**What you have to do:**
Your task is to find every line in the records that holds the string "center" and copy it.
*** Opening Extracted data ***
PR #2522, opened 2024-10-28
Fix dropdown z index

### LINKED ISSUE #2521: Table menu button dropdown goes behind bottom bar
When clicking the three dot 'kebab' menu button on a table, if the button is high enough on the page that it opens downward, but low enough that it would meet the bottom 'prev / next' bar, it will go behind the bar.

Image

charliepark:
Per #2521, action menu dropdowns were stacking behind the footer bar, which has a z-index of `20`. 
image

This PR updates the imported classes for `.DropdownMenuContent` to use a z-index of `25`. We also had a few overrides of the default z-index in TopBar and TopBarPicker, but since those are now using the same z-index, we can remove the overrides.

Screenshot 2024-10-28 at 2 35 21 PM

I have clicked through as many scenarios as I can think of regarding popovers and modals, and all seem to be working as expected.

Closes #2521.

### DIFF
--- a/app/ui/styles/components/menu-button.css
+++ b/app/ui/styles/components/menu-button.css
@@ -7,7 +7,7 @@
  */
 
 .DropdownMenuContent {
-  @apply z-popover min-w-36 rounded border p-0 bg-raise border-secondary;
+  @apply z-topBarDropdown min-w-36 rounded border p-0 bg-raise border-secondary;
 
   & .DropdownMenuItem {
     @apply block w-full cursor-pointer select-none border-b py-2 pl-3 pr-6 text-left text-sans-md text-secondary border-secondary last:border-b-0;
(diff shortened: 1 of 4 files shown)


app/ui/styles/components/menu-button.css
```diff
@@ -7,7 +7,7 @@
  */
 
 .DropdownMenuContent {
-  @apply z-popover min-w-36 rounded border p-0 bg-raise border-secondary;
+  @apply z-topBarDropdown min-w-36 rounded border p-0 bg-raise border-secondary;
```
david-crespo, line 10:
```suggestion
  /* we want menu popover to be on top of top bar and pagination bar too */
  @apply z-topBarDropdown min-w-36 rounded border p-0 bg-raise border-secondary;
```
*** Closing Extracted data ***
*** Opening Extracted data ***
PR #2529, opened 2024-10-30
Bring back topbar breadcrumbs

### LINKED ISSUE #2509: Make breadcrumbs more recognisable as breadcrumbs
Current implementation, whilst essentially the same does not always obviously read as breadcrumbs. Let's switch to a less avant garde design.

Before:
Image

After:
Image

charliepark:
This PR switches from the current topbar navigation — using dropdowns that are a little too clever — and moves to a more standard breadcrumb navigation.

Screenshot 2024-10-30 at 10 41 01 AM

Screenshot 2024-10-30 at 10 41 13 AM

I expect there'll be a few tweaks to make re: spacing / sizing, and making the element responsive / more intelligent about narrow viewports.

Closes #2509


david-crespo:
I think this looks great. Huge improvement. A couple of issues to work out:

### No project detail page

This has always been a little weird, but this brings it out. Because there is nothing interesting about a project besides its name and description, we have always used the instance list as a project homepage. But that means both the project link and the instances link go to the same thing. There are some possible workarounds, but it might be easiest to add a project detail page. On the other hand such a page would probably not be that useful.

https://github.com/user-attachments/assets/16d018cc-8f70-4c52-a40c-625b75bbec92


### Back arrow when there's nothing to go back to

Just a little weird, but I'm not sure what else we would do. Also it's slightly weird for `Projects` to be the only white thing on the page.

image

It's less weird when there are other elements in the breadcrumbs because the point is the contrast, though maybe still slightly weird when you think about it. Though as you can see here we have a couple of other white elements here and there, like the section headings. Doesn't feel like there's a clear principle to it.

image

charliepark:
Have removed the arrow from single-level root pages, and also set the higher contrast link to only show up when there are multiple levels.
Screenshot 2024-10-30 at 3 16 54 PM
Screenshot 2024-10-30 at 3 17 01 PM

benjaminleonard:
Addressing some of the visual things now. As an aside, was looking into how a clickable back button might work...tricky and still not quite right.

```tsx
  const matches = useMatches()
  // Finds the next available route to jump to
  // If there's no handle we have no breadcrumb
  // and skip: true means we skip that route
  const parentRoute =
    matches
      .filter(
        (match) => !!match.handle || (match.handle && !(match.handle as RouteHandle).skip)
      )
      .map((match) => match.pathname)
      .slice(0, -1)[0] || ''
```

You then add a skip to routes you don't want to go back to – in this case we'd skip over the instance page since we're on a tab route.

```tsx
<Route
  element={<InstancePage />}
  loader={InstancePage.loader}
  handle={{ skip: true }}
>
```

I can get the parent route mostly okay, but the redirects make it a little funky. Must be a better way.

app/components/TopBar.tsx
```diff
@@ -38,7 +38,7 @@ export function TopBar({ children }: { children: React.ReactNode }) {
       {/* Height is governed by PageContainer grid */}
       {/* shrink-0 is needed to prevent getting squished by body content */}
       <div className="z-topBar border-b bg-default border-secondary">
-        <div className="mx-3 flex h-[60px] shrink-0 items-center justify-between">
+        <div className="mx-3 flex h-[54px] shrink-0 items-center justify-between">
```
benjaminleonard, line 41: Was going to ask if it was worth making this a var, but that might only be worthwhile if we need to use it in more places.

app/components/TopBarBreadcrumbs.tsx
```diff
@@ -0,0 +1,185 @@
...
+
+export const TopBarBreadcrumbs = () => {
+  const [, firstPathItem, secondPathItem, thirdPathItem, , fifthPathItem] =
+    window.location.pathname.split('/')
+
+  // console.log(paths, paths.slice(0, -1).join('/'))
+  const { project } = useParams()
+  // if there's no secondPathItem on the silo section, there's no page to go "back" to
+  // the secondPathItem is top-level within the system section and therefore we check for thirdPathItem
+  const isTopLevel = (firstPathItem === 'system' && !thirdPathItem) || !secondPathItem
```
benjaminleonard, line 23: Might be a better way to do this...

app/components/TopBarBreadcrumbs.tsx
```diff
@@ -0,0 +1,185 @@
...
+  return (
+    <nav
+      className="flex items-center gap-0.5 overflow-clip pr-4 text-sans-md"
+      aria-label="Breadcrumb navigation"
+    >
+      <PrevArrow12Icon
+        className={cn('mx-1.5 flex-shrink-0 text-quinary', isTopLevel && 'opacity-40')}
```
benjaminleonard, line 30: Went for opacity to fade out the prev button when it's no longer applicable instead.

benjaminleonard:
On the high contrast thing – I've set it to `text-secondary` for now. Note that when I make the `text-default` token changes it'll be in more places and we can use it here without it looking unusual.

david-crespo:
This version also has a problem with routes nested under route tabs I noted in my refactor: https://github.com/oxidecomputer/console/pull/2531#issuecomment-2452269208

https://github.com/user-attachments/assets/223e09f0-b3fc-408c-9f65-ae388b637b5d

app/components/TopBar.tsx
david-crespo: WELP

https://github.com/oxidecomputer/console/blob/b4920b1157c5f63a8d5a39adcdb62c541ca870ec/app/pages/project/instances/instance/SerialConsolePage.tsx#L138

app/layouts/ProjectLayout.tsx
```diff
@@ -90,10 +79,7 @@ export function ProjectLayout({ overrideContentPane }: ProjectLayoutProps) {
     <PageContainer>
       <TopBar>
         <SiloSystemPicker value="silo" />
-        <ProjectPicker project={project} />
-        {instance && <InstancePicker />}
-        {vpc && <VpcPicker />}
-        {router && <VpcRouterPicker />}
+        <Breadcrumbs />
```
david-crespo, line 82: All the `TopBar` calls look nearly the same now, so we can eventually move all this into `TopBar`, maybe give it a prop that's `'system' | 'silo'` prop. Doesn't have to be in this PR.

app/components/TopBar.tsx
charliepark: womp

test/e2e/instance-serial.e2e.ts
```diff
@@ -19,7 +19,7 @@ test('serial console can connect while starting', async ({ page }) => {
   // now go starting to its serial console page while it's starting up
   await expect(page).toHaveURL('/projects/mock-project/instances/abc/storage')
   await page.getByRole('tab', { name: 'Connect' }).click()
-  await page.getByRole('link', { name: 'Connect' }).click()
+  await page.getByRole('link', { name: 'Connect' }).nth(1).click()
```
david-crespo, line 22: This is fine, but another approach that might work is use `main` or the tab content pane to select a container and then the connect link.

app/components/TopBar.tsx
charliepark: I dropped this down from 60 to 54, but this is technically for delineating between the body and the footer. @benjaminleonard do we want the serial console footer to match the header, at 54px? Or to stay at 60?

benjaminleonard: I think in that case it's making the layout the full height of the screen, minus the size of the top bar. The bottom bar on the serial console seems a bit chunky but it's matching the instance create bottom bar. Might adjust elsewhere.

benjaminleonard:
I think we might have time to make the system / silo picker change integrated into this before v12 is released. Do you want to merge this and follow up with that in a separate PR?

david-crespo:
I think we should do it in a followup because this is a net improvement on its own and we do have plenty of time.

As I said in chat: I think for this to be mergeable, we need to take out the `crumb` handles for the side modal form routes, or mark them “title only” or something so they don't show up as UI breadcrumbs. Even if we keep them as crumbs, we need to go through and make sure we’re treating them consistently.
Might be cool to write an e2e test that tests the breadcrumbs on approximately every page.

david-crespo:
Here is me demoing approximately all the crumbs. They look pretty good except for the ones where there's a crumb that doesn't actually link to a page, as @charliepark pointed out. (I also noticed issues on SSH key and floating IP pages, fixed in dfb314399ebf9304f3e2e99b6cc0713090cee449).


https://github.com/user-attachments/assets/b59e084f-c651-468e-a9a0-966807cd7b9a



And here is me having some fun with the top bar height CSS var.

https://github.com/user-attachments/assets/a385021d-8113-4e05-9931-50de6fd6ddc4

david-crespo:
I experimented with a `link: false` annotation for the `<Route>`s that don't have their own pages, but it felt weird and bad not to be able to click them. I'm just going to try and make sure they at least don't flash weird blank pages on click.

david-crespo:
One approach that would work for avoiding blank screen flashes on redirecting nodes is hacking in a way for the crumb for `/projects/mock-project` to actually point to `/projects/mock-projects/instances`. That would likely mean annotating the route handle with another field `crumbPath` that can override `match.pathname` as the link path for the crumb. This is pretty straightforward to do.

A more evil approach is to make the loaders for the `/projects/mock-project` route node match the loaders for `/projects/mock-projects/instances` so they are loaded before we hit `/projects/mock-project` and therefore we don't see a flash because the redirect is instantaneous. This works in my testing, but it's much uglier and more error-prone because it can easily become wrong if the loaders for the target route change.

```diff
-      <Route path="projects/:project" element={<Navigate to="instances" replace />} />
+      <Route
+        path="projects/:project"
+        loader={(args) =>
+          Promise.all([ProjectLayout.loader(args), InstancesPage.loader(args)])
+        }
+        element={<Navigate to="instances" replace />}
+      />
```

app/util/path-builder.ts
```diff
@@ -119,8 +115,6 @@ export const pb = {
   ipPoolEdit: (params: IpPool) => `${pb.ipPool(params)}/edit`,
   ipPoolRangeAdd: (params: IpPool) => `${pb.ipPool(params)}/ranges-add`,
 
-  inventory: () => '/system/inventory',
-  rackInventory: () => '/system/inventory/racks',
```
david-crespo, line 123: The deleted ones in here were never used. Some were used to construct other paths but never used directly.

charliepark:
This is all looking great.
*** Closing Extracted data ***
**Output for this exercise:**
-        <div className="mx-3 flex h-[60px] shrink-0 items-center justify-between">
+        <div className="mx-3 flex h-[54px] shrink-0 items-center justify-between">
+      className="flex items-center gap-0.5 overflow-clip pr-4 text-sans-md"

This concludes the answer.